The Cryosphere (Aug 2022)
Evaporation over a glacial lake in Antarctica
Abstract
The study provides estimates of summertime evaporation over a glacial lake located in the Schirmacher oasis, Dronning Maud Land, East Antarctica. Lake Zub (alternately named Lake Priyadarshini and referred to throughout as Lake Zub/Priyadarshini) is the second-largest lake in the oasis, and its maximum depth is 6 m. The lake is also among the warmest glacial lakes in the oasis, and it is free of ice during almost 2 summer months. The summertime evaporation over the ice-free lake was measured using the eddy covariance method and estimated on the basis of five indirect methods (bulk-aerodynamic method and four combination equations).
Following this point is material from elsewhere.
PR #65, opened 2018-12-14
Improve naming of CRs

aravindhp:
- Remove the prefixes of the created CatalogSourceConfigs, CatalogSources and ConfigMaps. This has been done to make the naming more consistent.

We used meteorological and hydrological measurements collected during a field experiment carried out in 2018. The eddy covariance method was considered the most accurate, and the evaporation was estimated to be 114 mm for the period from 1 January to 7 February 2018 (38 d) on the basis of this method. The average daily evaporation was 3.0 mm d−1 in January 2018. During the experiment period, the largest changes in daily evaporation were driven by synoptic-scale atmospheric processes rather than local katabatic winds. The bulk-aerodynamic method suggests the average daily evaporation is 2.0 mm d−1, which is 32 % less than the results based on the eddy covariance method. The bulk-aerodynamic method is much better in producing the day-to-day variations in evaporation compared to the combination equations. All selected combination equations underestimated the evaporation over the lake by 40 %–72 %. The scope of the uncertainties inherent in the indirect methods does not allow us to apply them to estimate the daily evaporation over Lake Zub/Priyadarshini. We suggested a new combination equation to evaluate the summertime evaporation over the lake's surface using meteorological observations from the nearest site. The performance of the new equation is better than the performance of the indirect methods considered. With this equation, the evaporation over the period of the experiment was 124 mm, which is only 9 % larger than the result according to the eddy covariance method.